ホテルの利用費は、1泊5,000円強の実費(アメニティーと清掃費)程度の仕組みと1人1泊2食付き宿泊料金(1万円程度~)の2方式があります。タイムシェア型では、ルームチャージ方式でスイート仕様の部屋の3万円を超すケースもありますが2万円弱が多い傾向です。ポイント制の施設の場合は、例えば5年分の払込ポイントで宿泊費に充当できます。

そのため最低限の実費相当分を利用時に支払う仕組みです。会員制リゾートホテルは、総じて標準以上の部屋等の設備になっているうえ1室単位のチャージ費用は、一般ホテルの宿泊人数単位料金と比べて割安といえるのではないでしょうか。それが高いかどうかは、オンシーズンにベストなリゾート地で良い部屋を使えるメリットと合わせて考えれば良いでしょう。

提携施設の利用

各会員制リゾートホテルは、直営施設のほかに提携施設があり提携施設を含めると利用可能な施設数は、直営施設を相当上回る施設数で案内していることもあります。上記の表の会員制リゾートホテルでグループを結成して相互利用を可能にしている場合もあるので確認しておきましょう。

会員権購入者の保護について

会員制リゾートホテルを管掌するのは国土交通省です。2008年ごろにタイムシェア型住宅研究会として積極的に育成強化しようとした時期がありました。しかしその後は会員権販売の適正化を意図する規制面でのかかわりが中心です。最近では、2020年に「共有会員制のリゾートクラブ会員権の取引に関する説明事項について」という通達が出ています。

共有会員制リゾートクラブの会員権の売買に関して「説明内容が不統一で、購入者が不測の損害を被るおそれがある」と指摘しています。
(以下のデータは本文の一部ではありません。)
Issue #79, opened 2026-06-09
User Story: Document Reason for Write-Off


mehalyna:
**Scope:**
As an operator, I want to document the specific reason for a drone's write-off (loss, destruction, critical damage, etc.) so that historical context is available.

**Technical Tasks:**
- Update write-off event model to support multiple canonical reasons (loss/destruction/damage/other + notes).
- Refactor API/UI to allow reason selection and custom note entry.
- Validation for reason codes.
- Unit tests for input validation and correct reason tracking.

**Acceptance Criteria:**
- [ ] User can select from a list of canonical reasons or specify another reason.
- [ ] Reason is saved, associated with the write-off event, and visible from write-off records.
- [ ] Custom details/notes are supported.
- [ ] Data validation prevents empty reason fields.

PR #89, opened 2026-06-15
Task #79 Reason choices for write-off

olenakshyk:
## Document write-off reasons for drones

Operators can now record why a drone was written off using a canonical reason, with optional free-form notes, so historical context is preserved on each write-off event.

### Changes
- **Model** (`WriteOffRecord`): `reason` is now a canonical choice field — `LOSS`, `DESTRUCTION`, `DAMAGE`, or `OTHER` — instead of free text. Added a `reason_label` property, model-level `clean()` validation, and `full_clean()` on save.
- **API**: the write-off flow (`DroneUpdateSerializer`) accepts a `writeoff_reason` selected from the canonical list plus a `writeoff_reason_description` for custom notes. Write-off records now expose both the raw `reason` code and a human-readable `reason_label`.
- **Validation**:
  - Reason is required and must be one of the canonical codes (empty/invalid values are rejected).
  - When `OTHER` is selected, a custom description is required.
- **Status history**: change-history entries now use the human-readable reason label.
- **Admin**: added `reason` filter and `reason_description` search


drones/models.py
```diff
@@ -362,6 +384,36 @@ class WriteOffRecord(models.Model):
...
+        errors = {}
+
+        if not self.reason:
+            errors["reason"] = "A write-off reason is required."
+        elif self.reason not in dict(self.REASON_CHOICES):
+            valid_codes = ", ".join(code for code, _ in self.REASON_CHOICES)
+            errors["reason"] = (
+                f'"{self.reason}" is not a valid write-off reason. '
+                f"Valid reasons: {valid_codes}."
+            )
```
mehalyna: The validation logic checks if reason is in REASON_CHOICES dict after already checking if it's empty, but this is redundant since the field has choices constraint.

drones/serializers.py
```diff
@@ -311,6 +314,14 @@ def validate(self, attrs):
                     "sold, transferred, or written off."
                 )
 
+        reason = attrs.get("writeoff_reason")
+        description = attrs.get("writeoff_reason_description") or ""
+
+        if reason == WriteOffRecord.REASON_OTHER and not description.strip():
+            errors["writeoff_reason_description"] = (
+                "A custom description is required when the reason is 'Other'."
+            )
```
mehalyna: The validation for REASON_OTHER duplicates the model-level validation in WriteOffRecord.clean().

drones/models.py
```diff
@@ -362,6 +384,36 @@ class WriteOffRecord(models.Model):
...
+            errors["reason_description"] = (
+                "A custom description is required when the reason is 'Other'."
+            )
+
+        if errors:
+            raise ValidationError(errors)
+
+    def save(self, *args, **kwargs):
+        self.full_clean()
+        super().save(*args, **kwargs)
```
mehalyna, line 405: Calling full_clean() on every save can cause issues with Django admin and bulk operations. Override save() only when force_insert=True or validate explicitly in forms/serializers instead.

drones/tests.py
```diff
@@ -691,6 +694,176 @@ def test_drone_spec_change_log_rejects_invalid_new_values(self):
...
+
+        self.assertEqual(response.status_code, status.HTTP_400_BAD_REQUEST)
+        self.assertIn("writeoff_reason", response.data)
+        self.assertFalse(WriteOffRecord.objects.filter(drone=self.drone).exists())
+
+    def test_blank_reason_is_rejected(self):
+        response = self._write_off(writeoff_reason="")
+
+        self.assertEqual(response.status_code, status.HTTP_400_BAD_REQUEST)
+        self.assertIn("writeoff_reason", response.data)
```
mehalyna, line 820: This test expects a 400 error for blank reason, but the field is not blank=True, so Django/DRF will reject it before serializer validation. The test passes for the wrong reason (field requirement, not custom validation).

drones/services.py
```diff
@@ -183,14 +183,18 @@ def update_drone(
         )
 
     if old_status != drone.status:
+        writeoff_reason_label = (
+            writeoff_record.reason_label if writeoff_record else writeoff_reason
+        )
```
mehalyna: The writeoff_reason_label fallback logic could fail if writeoff_record is None but writeoff_reason contains a code instead of a label. Consider mapping the code to label.

drones/models.py
```diff
@@ -336,11 +336,33 @@ def __str__(self) -> str:
...
+    REASON_DESTRUCTION = "DESTRUCTION"
+    REASON_DAMAGE = "DAMAGE"
+    REASON_OTHER = "OTHER"
+
+    REASON_CHOICES = [
+        (REASON_LOSS, "Loss"),
+        (REASON_DESTRUCTION, "Destruction"),
+        (REASON_DAMAGE, "Critical damage"),
+        (REASON_OTHER, "Other"),
+    ]
```
mehalyna: The reason constants and choices are defined at class level but could be better organized using TextChoices (Django 3.0+) for cleaner code and automatic label generation.

mehalyna (approved):

torii044 (approved):

yana-donda (approved):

具体的には、以下の事項が入っています。

* 共有制会員権の取引に関する諸契約(宅地建物売買契約・クラブ入会契約・クラブ規約・施設利用契約等)を表示すること
* 物件の表示については、対象物件の概要、譲渡する権利の種類、1室あたりに換算した会員口数を説明すること
* 計画修繕積立金、管理費用等について説明する際には、クラブ年会費との関係を明示すること
* 会意見の譲渡や契約の解除に関する事項

主として共有制会員権についてのことが多いのですが以上のような項目について列記しておりその他の項目も含めて全部で10項目が挙げられています。このことは、会員権の購入者と施設運営法人との間にトラブルがあったことを示すものです。そのため購入に際しては、疑問点についてよく説明を受けることが必要といえるでしょう。
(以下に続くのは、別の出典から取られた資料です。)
PR #90, opened 2026-06-15
Task#80 Record Drone Write-Off Event

torii044:
added write-off records API and updated drone status logic


drones/services.py
```diff
@@ -207,3 +207,41 @@ def validate_drone_classification(drone_model, classification):
...
+
+    DroneStatusHistory.objects.create(
+        drone=drone,
+        from_status=old_status,
+        to_status=drone.status,
+        changed_by=user,
+        reason=f"Status changed from {old_status} to {drone.status}",
+        related_mission=related_mission,
+        related_writeoff=writeoff_record,
+    )
```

経済性や別荘・リゾートマンションとの比較から考えた場合は?

単に経済性を中心に考えた場合は、計画性を持って少し早めに希望するリゾート地のホテルを予約するのがベターといえます。しかし旅行や休暇の度に利用先のホテルを選ぶ場合は、当日チェックインして指定された部屋のドアを開けて入室、窓を開けて外を見るまでは期待と満足と失望の繰り返しになのではないでしょうか。

ホテルのグレードによっても異なりますが当たりはずれは約50%と見て良いかもしれません。会員制リゾートホテルを利用する場合は、同じホテルの再利用でなくても同じ会員制リゾートホテルであればある程度安心して利用できることは大きなメリットです。別荘やリゾートマンションの初期費用や管理費、固定資産税を考えると会員制リゾートホテルの優位性が出てきます。
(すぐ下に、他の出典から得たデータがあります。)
PR #91, opened 2026-06-16
Task#64 repair management

yedynetsy:
### What was done:
* **Data Schema:** Added `status` field (`RepairStatus`) to the `DefectReport` model and created the `RepairEvent` model to maintain an immutable audit trail of repair actions.
* **Backend API:** * Implemented `POST /api/repairs/defects/{id}/update-status/` for status transitions with required comments.
  * Implemented `GET /api/repairs/defects/{id}/history/` to retrieve chronological repair history.
* **Business Logic & Security:** * Status updates are handled in a dedicated service layer (`services.py`) wrapped in `@transaction.atomic`.
  * Added strict workflow validation (e.g., preventing same-status updates, ensuring `VERIFIED` can only be reached from `FIXED`).
  * Enforced **RBAC**: Only Technicians, Commanders, and Admins can set `IN_PROGRESS` or `FIXED`; only Commanders and Admins can set `VERIFIED`.
* **Notifications:** Configured automated email notifications to the original defect reporter upon status changes.
* **UI:** Created an HTML/JS template for viewing defect details, submitting status updates, and dynamically fetching the repair history table without page reloads.
* **Testing:** Added comprehensive unit tests covering workflow logic, RBAC, permission edge cases, and email triggers. All 83 tests pass successfully.


repairs/migrations/0002_defectreport_status_repairevent.py
anastasiiahumeniuk, line 1: Migration conflict in `repairs`: there are two sibling `0002` migrations (`0002_componentreplacement` and `0002_defectreport_status_repairevent`). This should be resolved with a merge migration before merge.

repairs/views.py
anastasiiahumeniuk, line 1: I see the `defect_detail.html` template in the repo, but it doesn't appear to be connected to any Django view/URL yet. Is the UI page meant to be exposed in this PR as well?

repairs/services.py
```diff
@@ -29,6 +34,62 @@ def create_defect_report(
     )
 
 
+@transaction.atomic
+def update_defect_status(
+    *, defect: DefectReport, new_status: str, action_taken: str, user
+):
+    old_status = defect.status
+
+    if old_status == new_status:
```
MaksymKorchynskyi: The "defect" object is passed directly from the view and its status is checked without a database lock. This is a classic check-then-act race condition: concurrent requests could both read the same old_status and execute conflicting status transitions, creating inconsistent RepairEvent logs. To fix this, the view should pass the defect_id instead, and the service should lock the row using select_for_update() inside the @transaction.atomic block: defect = DefectReport.objects.select_related("drone", "reporter").select_for_update().get(pk=defect_id).

repairs/views.py
```diff
@@ -140,3 +180,9 @@ def generate_csv():
         response["X-Export-Limit"] = str(max_export_limit)
         response["X-Export-Truncated"] = str(export_truncated).lower()
         return response
+
+
+class DefectUIDetailView(LoginRequiredMixin, DetailView):
+    model = DefectReport
+    template_name = "repairs/defect_detail.html"
```
MaksymKorchynskyi: This generic DetailView uses only LoginRequiredMixin. It does not apply the RepairPermission RBAC check. Consequently, the established role-based access control system is bypassed, and any logged-in user can access the UI template regardless of their actual permissions. You need to verify that the user explicitly has the required permission to view repairs.

repairs/services.py
```diff
@@ -29,6 +35,65 @@ def create_defect_report(
...
+                    f"The status of the defect you reported"
+                    f" has changed to '{new_status}'.\n\n"
+                    f"Action taken: {action_taken}"
+                ),
+                from_email=settings.DEFAULT_FROM_EMAIL,
+                recipient_list=[defect.reporter.email],
+                fail_silently=True,
+            )
+
+    return event
```
mehalyna, line 97: The permission check for IN_PROGRESS and FIXED status updates does not validate that the user has the required role before attempting the update. If the role check fails, a PermissionDenied exception will be raised after the status is already saved to the database. Move all permission checks before the database update to ensure atomic validation.

repairs/views.py
```diff
@@ -47,6 +54,36 @@ class DefectDetailView(generics.RetrieveAPIView):
...
+
+        event = update_defect_status(
+            defect_id=pk,
+            new_status=serializer.validated_data["status"],
+            action_taken=serializer.validated_data["action_taken"],
+            user=request.user,
+        )
+
+        response_serializer = RepairEventSerializer(event)
+        return Response(response_serializer.data, status=status.HTTP_200_OK)
```
mehalyna, line 85: The post method passes request.user directly to update_defect_status() without checking if the user is authenticated. If an anonymous user reaches this endpoint, request.user will be an AnonymousUser object, causing the permission check to fail ambiguously. Enforce authentication in the view before invoking the service.

repairs/models.py
```diff
@@ -91,6 +104,32 @@ def __str__(self) -> str:
         )
 
 
+class RepairEvent(models.Model):
+    defect_report = models.ForeignKey(
+        DefectReport,
+        on_delete=models.CASCADE,
+        related_name="repair_events",
+    )
```
mehalyna, line 112: The foreign key uses on_delete=models.CASCADE, which will silently delete all repair events if a defect is deleted. This loses audit trail history. Use on_delete=models.PROTECT to prevent accidental deletion of defects with associated events.

repairs/services.py
```diff
@@ -29,6 +35,65 @@ def create_defect_report(
     )
 
 
+@transaction.atomic
+def update_defect_status(*, defect_id: int, new_status: str, action_taken: str, user):
+    defect = get_object_or_404(
+        DefectReport.objects.select_related("drone", "reporter").select_for_update(),
+        pk=defect_id,
+    )
```
mehalyna: The function uses @transaction.atomic but relies on get_object_or_404() which raises an exception outside the transaction context. If the defect is not found, the exception is raised without the transaction being rolled back properly. Use select_for_update() inside a transaction context to ensure proper locking and error handling.

MaksymKorchynskyi (approved):

mehalyna (approved):

anastasiiahumeniuk (approved):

最後に共有制は「資産価値が確実」「相続・譲渡ができる」というメリットと「初期支払い額が高額になる」という点がデメリットです。利用権制は、初期支払い額が比較的少ない一方でオンシーズンの部屋の確保について早期が優先されたり権利の継承などで弱点があったりするなど一長一短といえます。この項で基礎知識を得て候補とする施設の説明を受けお試し泊などで体験してから決断するのが賢明です。